PR #15736, opened 2022-09-15
Fix cumbersome pdf-tools selection behavior

dalanicolai:
Currently, due to evil entering visual state, the selection behavior in pdf-tools is different from and more cumbersome than in vanilla Emacs (see https://github.com/emacs-evil/evil/issues/1671).

This commit prevents evil from entering evil-state in pdf-mode and moves the (only) visual-state yank binding to the evilified-map.

It doesn't look pretty, but it is working much better than before.

### DIFF
--- a/layers/+readers/pdf/packages.el
+++ b/layers/+readers/pdf/packages.el
@@ -31,6 +31,12 @@
     :mode (("\\.pdf\\'" . pdf-view-mode))
     :init
     (spacemacs//pdf-tools-setup-transient-state)
+
+    (add-hook 'pdf-view-mode-hook
+              (lambda () (add-hook 'evil-evilified-state-entry-hook
+                                   (lambda (remove-hook 'activate-mark-hook 'evil-visual-activate-hook t))
+                                   nil t)))
+
     :config
     (progn
       (pdf-tools-install)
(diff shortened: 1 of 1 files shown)


smile13241324 (approved):
Sounds sensible, I'll merge it.

sasinhe:
Did this change work? I've opened a issue inside pdf-tools about the same strange behaviour a while ago ([https://github.com/vedang/pdf-tools/issues/137](link)).
However when adding this snippet of code to my config it doesn't solve the error.
```
(add-hook 'pdf-view-mode-hook
              (lambda () (add-hook 'evil-evilified-state-entry-hook
                                   (lambda (remove-hook 'activate-mark-hook 'evil-visual-activate-hook t))
                                   nil t)))
```

dalanicolai:
@sashine The change works over here already, even though I forgot to add an argument list in the second lambda (strangely enough). Anyway, I've created another PR to add the argument list. I think you should refer to the fix here in https://github.com/vedang/pdf-tools/issues/137. Try it again in Doom, and if it works you can also create a PR for Doom.

As this behavior can simply get fixed by removing that hook, I am not sure if this has to get fixed in evil. But I have reopened [the issue there](https://github.com/emacs-evil/evil/issues/1671), because I think it is better if they decide about the best solution.

dalanicolai:
The solution only starts to work after the first time returning from visual state. However, removing the hook function directly via the `pdf-view-mode-hook` obviously (also) does not work. It would be great to find a more appropriate hook than the `evil-evilified-state-entry-hook`, but I can't come up with any better option at the moment.

lebensterben:
alternatively we can just revert these commits...

dalanicolai:
Well, I guess there exists no single person that prefers the previous behavior. If someone does prefer it, then that user can still enjoy it until making a selection for a second time ;)

Issue #15734, opened 2022-09-14
Killing *scratch* on startup breaks *spacemacs* recent files and projects


rommeswi:
#### Description :octocat:
I never use the scratch buffer so I wanted to kill it on startup. Unfortunately, this breaks the *spacemacs* buffer as it no longer shows the recent files and projects.

 Killing the message buffer on startup does not have this effect.

#### Reproduction guide :beetle:
- Place `(kill-buffer "*scratch*") ` into `.spacemacs` file under `user-config`
- Restart emacs

*Observed behaviour:* :eyes: :broken_heart:
- The `*spacemacs*` buffer no longer shows recent files and projects.
- The loading bar at the bottom also gets stuck.

*Expected behaviour:* :heart: :smile:
Spacemacs closes the `*scratch*` buffer but I can still use recent files and projects.

drlkf:
Not a contributor, but if I may suggest trying:

```emacs-lisp
(advice-add 'spacemacs-buffer/goto-buffer
            :after (lambda (&rest args)
                     (let ((buffer (get-buffer "*scratch*")))
                       (when buffer (kill-buffer buffer)))))
```

rommeswi:
Thank you for your suggestion. It works but creates the error "Warning: Unused lexical argument `args'" when compiling the dotfile.

I also think that the *spacemacs* buffer should somehow work independently of the *scratch* buffer.

lebensterben:
spacemacs buffer doesn't seem to use scratch buffer.

but the setup requires it:

https://github.com/syl20bnr/spacemacs/blob/c5c69ce239577ce1e0fb468698d7aeb2453a6cbb/core/core-spacemacs.el#L242-L245

rommeswi:
Thank you both for your helpful replies.

For now, I simply set `dotspacemacs-scratch-mode` to nil which allows me to kill the buffer just normally.

Perhaps one could insert the additional check
`(when (get-buffer "*scratch*")
  (with-current-buffer "*scratch*"
.....
))`

Perhaps it would even make sense to create a configuration option to run spacemacs without a scratch buffer. Or to kill the scratch buffer if `dotspacemacs-scratch-mode` is nil. But I don't know what the policy is on adding/changing configuration options.

This issue can be closed in case people find that no change is necessary.

rommeswi:
The above pull request solved the issue.

PR #15742, opened 2022-09-19
Add check that *scratch* buffer exists

rommeswi:
Fix bug that setting the dotspacemacs-scratch-mode can break if no scratch buffer exists.

### DIFF
--- a/core/core-spacemacs.el
+++ b/core/core-spacemacs.el
@@ -240,9 +240,10 @@ Note: the hooked function is not executed when in dumped mode."
      (run-hooks 'spacemacs-post-user-config-hook)
      (setq spacemacs-post-user-config-hook-run t)
      (when (fboundp dotspacemacs-scratch-mode)
-       (with-current-buffer "*scratch*"
-         (funcall dotspacemacs-scratch-mode)
-         (run-hooks 'spacemacs-scratch-mode-hook)))
+       (when (get-buffer "*scratch*")
+         (with-current-buffer "*scratch*"
+           (funcall dotspacemacs-scratch-mode)
+           (run-hooks 'spacemacs-scratch-mode-hook))))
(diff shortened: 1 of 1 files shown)


rommeswi:
Fix for #15734

lebensterben:
it can be fixed by `get-or-create-buffer`

lebensterben:
I'm not yet sure whether skipping spacemacs-scratch-mode-hook is safe.

lebensterben:
currently this hook seems to be used only here https://github.com/syl20bnr/spacemacs/blob/ba33309327e278a5fe7c12e095ed3a314523484f/layers/%2Bspacemacs/spacemacs-editing/packages.el#L636

If this commit doesn't break persistent scratch then it's okay.

rommeswi:
I tested for whether persistent scratch mode still works.

If one does not kill the scratch buffer on startup, persistent scratch mode works just normally.

Whenever one kills the scratch buffer, it starts next time as an empty buffer. So if one kills the scratch buffer on startup and then opens the scratch buffer manually, it is empty and requires a persistent-scratch-restore.

I think this is expected behavior.

sunlin7:
It's not a Spacemacs bug or Emacs bug. 
It should consider as a local configuration issue, wrong configuration create this issue, should change local configurations to fix the issue.

rommeswi:
I am not sure I understand you correctly. Are you saying that
`dotspacemacs-scratch-mode nil` in `dotspacemacs/init` and
`(kill-buffer "*scratch*")` in `dotspacemacs/user-config`
is the intended way of configuring spacemacs to startup without `*scratch*`?

The fix allows that `(kill-buffer "*scratch*")` in the user configuration has the intended effect on startup. This also works in plain emacs.

smile13241324:

PR #15744, opened 2022-09-22
fix: Refactor code-cells-mode setup to avoid undefined symbol errors on define-key

kassick:
Commit 54f12b66f correctly moved code-cells setup to use-package's :init to
ensure that python-mode had a hook for code-cells-mode -- otherwise, code-cells
would never be loaded automatically with python major mode.

A side-effect of this change was that now there was a minor mode keymap for
`code-cells-mode` , which may not have been loaded unless emacs has already
opened a python file.

When calling `describe-key` , the function `help--binding-locus` would iterate
over `minor-mode-map-alist` and, when it reached the entry for code-cells-mode,
a call to `(symbol-value 'code-cells-mode)` would fail with a `void-variable`
error. Despite `code-cells-mode` being an auto-loadeable symbol, `symbol-balue` would not trigger the autoload.

The solution (as pointed by @sunlin7) was to call `add-hook` on `:init` and
`spacemacs/set-leader-keys-for-minor-mode` on `:config`

### DIFF
--- a/layers/+lang/python/packages.el
+++ b/layers/+lang/python/packages.el
@@ -101,14 +101,12 @@
     :if (not (configuration-layer/layer-used-p 'ipython-notebook))
     :defer t
     :commands (code-cells-mode)
-    :init
-    (progn
-      (add-hook 'python-mode-hook 'code-cells-mode)
-      (spacemacs/set-leader-keys-for-minor-mode 'code-cells-mode
-        "gB" 'code-cells-backward-cell
-        "gF" 'code-cells-forward-cell
-        "sc" 'code-cells-eval
-        "sa" 'code-cells-eval-above))))
+    :init (add-hook 'python-mode-hook 'code-cells-mode)
+    :config (spacemacs/set-leader-keys-for-minor-mode 'code-cells-mode
+            "gB" 'code-cells-backward-cell
+            "gF" 'code-cells-forward-cell
+            "sc" 'code-cells-eval
+            "sa" 'code-cells-eval-above)))
 
 (defun python/post-init-company ()
   ;; backend specific


kassick:
Hey @smile13241324 please advise if you see a better way of solving this error.

I tried adding `code-cells-mode` as `:defines` and `:functions` in `use-package` to no avail

lebensterben:
this doesn't make sense to me.

:commands should have autoloaded it (if it's not already)

kassick:
Indeed it should -- and yet it fails somehow :/

Captura de tela de 2022-09-22 20-13-42

(already byte-recompiled everything)

#### System Info :computer:
- OS: gnu/linux
- Emacs: 28.1
- Spacemacs: 0.999.0
- Spacemacs branch: develop (rev. bb5ba70a9)
- Graphic display: t
- Running in daemon: t
- Distribution: spacemacs
- Editing style: vim
- Completion: helm
- Layers:
```elisp
(csv html
     (unicode-fonts :variables unicode-fonts-enable-ligatures t)
     (ibuffer :variables ibuffer-group-buffers-by ’projects)
     nav-flash theming helm
     (auto-completion :variables auto-completion-front-end ’company auto-completion-enable-snippets-in-popup t auto-completion-enable-help-tooltip nil auto-completion-use-company-posframe t)
     multiple-cursors
     (git :variables git-enable-magit-gitflow-plugin t magit-bury-buffer-function ’magit-mode-quit-window)
     (version-control :variables version-control-diff-tool ’git-gutter version-control-global-margin nil version-control-diff-side ’left)
     (spell-checking :variables spell-checking-enable-by-default nil spell-checking-enable-auto-dictionary t)
     dtrt-indent
     (lsp :variables lsp-keymap-prefix "C-c C-l" lsp-ui-doc-enable nil lsp-ui-doc-position ’at-point lsp-ui-doc-max-height 15 lsp-use-upstream-bindings nil)
     emacs-lisp shell-scripts
     (python :variables lsp-pyright-venv-path "/home/kassick/.pyenv/versions" python-auto-set-local-pyenv-version nil python-test-runner ’pytest python-backend ’lsp python-lsp-server ’pyright python-spacemacs-indent-guess nil python-formatter ’yapf)
     rust
     (c-c++ :variables c-c++-backend ’lsp-clangd)
     cmake javascript
     (typescript)
     (groovy :variables groovy-lsp-jar-path "/home/kassick/Sources/user/groovy-language-server/build/libs/groovy-language-server-all.jar")
     terraform yaml
     (markdown :variables markdown-live-preview-engine ’vmd)
     org
     (latex :variables latex-enable-folding t latex-enable-auto-fill nil)
     (bibtex)
     (shell :variables shell-default-height 30 shell-default-position ’bottom)
     kzk-general kzk-evil kzk-window-management kzk-projectile kzk-code-tweaks kzk-mc kzk-embrace kzk-magit kzk-org kzk-lsp kzk-makefile kzk-python kzk-ahs kzk-visual-editing kzk-helm kzk-company kzk-persp spacemacs-editing)
```
- System configuration features: ACL CAIRO DBUS FREETYPE GIF GLIB GMP GNUTLS GSETTINGS HARFBUZZ JPEG JSON LIBOTF LIBSELINUX LIBSYSTEMD LIBXML2 M17N_FLT MODULES NATIVE_COMP NOTIFY INOTIFY PDUMPER PNG RSVG SECCOMP SOUND THREADS TIFF TOOLKIT_SCROLL_BARS X11 XDBE XIM XPM XWIDGETS GTK3 ZLIB

layers/+lang/python/packages.el
```diff
@@ -100,8 +100,7 @@
   (use-package code-cells
     :if (not (configuration-layer/layer-used-p 'ipython-notebook))
     :defer t
-    :commands (code-cells-mode)
-    :init
+    :config
     (progn
       (add-hook 'python-mode-hook 'code-cells-mode)
```
lebensterben: moving this line to :config is problematic. it won't be added to the hook until it's loaded, which means you need to manually load it.

kassick: But having on :init causes `describe-key` to break ... :/

The issue seems to be that `(symbol-value 'code-cells-mode)` does not triggers an auto-load for code-cells

For instance: this fails in the `(message (symbol-value mode))` statement
```
(mapcar
                                       (lambda (mode-and-map)
                                         (message "mode and map: %S" mode-and-map)
                                         (let ((mode (car mode-and-map)))
                                           (message "trying to get value for %S" mode)
                                           (message "symbol-value: %S" (symbol-value mode))
                                           (when (symbol-value mode)
                                             (intern-soft
                                              (format "%s-map" mode)))))
                                       minor-mode-map-alist)
```

lebensterben: what I really don't understand is that code-cells-mode is already autoloaded at current version

https://github.com/astoff/code-cells.el/blob/fd68a33eb43b3cbd44fed767f48e230382903592/code-cells.el#L303

what if we remove the `:command (code-cells-mode)` and keep other lines unchanged?

lebensterben:
also can you describe how to reproduce this behavior?

kassick:
> also can you describe how to reproduce this behavior?

- Enable the python layer
- Open emacs
- Use `C-h k` (`describe-key`) to get help on some key

Expected result: the help buffer describing the function mapped to the specific key comination
Result: A message complaning about undefined symbol

kassick:
If I `(require 'code-cells)` , everything works as expected
If I `M-x code-cells-mode` , the mode is autoloaded and enabled

lebensterben:
the code-cells-mode is always autoloaded even without `:command (code-cells-mode)`

what's strange is why describe-key will be affected:

- If code-cells-mode is not loaded, it should not affect the keymap
- If it is loaded, the symbol should not be undefined......

kassick:
Indeed @lebensterben -- it appears to be a contradiction

sunlin7:
Same error in my local.

The function `(spacemacs/set-leader-keys-for-minor-mode ...)` desire the `code-cells-mode` to be already loaded.

How about move the `(add-hook 'python-mode-hook 'code-cells-mode)` to the`:init`, and move the `(spacemacs/set-leader-keys-for-minor-mode...)` to the `:config` sessions?

lebensterben:
maybe spacemacs/set-leader-keys-for-minor-mode is the culprit here...

kassick:
@sunlin7 hint did it!
@lebensterben I've updated the PR

smile13241324 (approved):
looks ok

PR #15745, opened 2022-09-24
Create visual selection from transient paste

rommeswi:
Improve "Pasting Transient State" by adding a shortcut C-v to generate a visual selection from pasted test.
This allows to further manipulate the pasted text after pasting.
For example: `p` `C-j` `C-v` `U` pastes the second most recent element in the kill buffer and capitalizes everything that has been pasted.

### DIFF
--- a/layers/+distributions/spacemacs-bootstrap/packages.el
+++ b/layers/+distributions/spacemacs-bootstrap/packages.el
@@ -233,9 +233,7 @@
  same text above or below, [_C-v_] creates a visual selection \
  from last paste and exits. Anything else exits."
     :bindings
-    ("C-v" (lambda (x) (interactive "*p")
-             (evil-active-region))
-     :exit t)
+    ("C-v" (evil-active-region) :exit t)
     ("C-j" evil-paste-pop)
     ("C-k" evil-paste-pop-next)
     ("p" evil-paste-after)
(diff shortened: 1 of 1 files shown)


layers/+distributions/spacemacs-bootstrap/packages.el
```diff
@@ -229,9 +229,13 @@
   (spacemacs|define-transient-state paste
     :title "Pasting Transient State"
     :doc "\n[%s(length kill-ring-yank-pointer)/%s(length kill-ring)] \
- [_C-j_/_C-k_] cycles through yanked text, [_p_/_P_] pastes the same text \
- above or below. Anything else exits."
+ [_C-j_/_C-k_] cycles through yanked text, [_p_/_P_] pastes the \
+ same text above or below, [_C-v_] creates a visual selection \
+ from last paste and exits. Anything else exits."
     :bindings
+    ("C-v" (lambda (x) (interactive "*p")
```
lebensterben: why is "*p" necessary here?

the lambda form never uses the extra numerical prefix argument (from "p").

lebensterben:
just for clarification, C-v will select the region just pasted before?

layers/+distributions/spacemacs-bootstrap/packages.el
rommeswi: Indeed, I will remove the unused argument, a remnant from a more complicated version before I realized that (evil-active-region) does the job.

rommeswi:
Yes, with the exception when the editor adds additional whitespace during pasting. Then the additional whitespace will also be selected. I found one exception: when pasting lines selected from visual-line-mode, this moves the cursor to the start of the text rather than the beginning of the line, resulting in the whitespace not being selected.

smile13241324 (approved):

smile13241324:

PR #15758, opened 2022-10-03
Configure consult-imenu for Java using LSP backend.

ir210:
This commit configures the narrowing feature of `consult-imenu` for java-mode with entries coming from LSP.

In addition to setting `consult-imenu-config`, `lsp-imenu-index-function` must be set to `#'lsp-imenu-create-categorized-index`.


lebensterben:
I think you can use

```elisp
(use-package consult-imenu
  :after consult
  :init (..))
```

instead of with-eval-after

lebensterben:
merged. thanks.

= EXERCISE INSTRUCTIONS =
Among the lines above, find the one with "Killing *scratch* on" and the one with "but the setup". Quote both and everything between them, exactly.

= RESPONSE BOX =
Killing *scratch* on startup breaks *spacemacs* recent files and projects


rommeswi:
#### Description :octocat:
I never use the scratch buffer so I wanted to kill it on startup. Unfortunately, this breaks the *spacemacs* buffer as it no longer shows the recent files and projects.

 Killing the message buffer on startup does not have this effect.

#### Reproduction guide :beetle:
- Place `(kill-buffer "*scratch*") ` into `.spacemacs` file under `user-config`
- Restart emacs

*Observed behaviour:* :eyes: :broken_heart:
- The `*spacemacs*` buffer no longer shows recent files and projects.
- The loading bar at the bottom also gets stuck.

*Expected behaviour:* :heart: :smile:
Spacemacs closes the `*scratch*` buffer but I can still use recent files and projects.

drlkf:
Not a contributor, but if I may suggest trying:

```emacs-lisp
(advice-add 'spacemacs-buffer/goto-buffer
            :after (lambda (&rest args)
                     (let ((buffer (get-buffer "*scratch*")))
                       (when buffer (kill-buffer buffer)))))
```

rommeswi:
Thank you for your suggestion. It works but creates the error "Warning: Unused lexical argument `args'" when compiling the dotfile.

I also think that the *spacemacs* buffer should somehow work independently of the *scratch* buffer.

lebensterben:
spacemacs buffer doesn't seem to use scratch buffer.

but the setup requires it:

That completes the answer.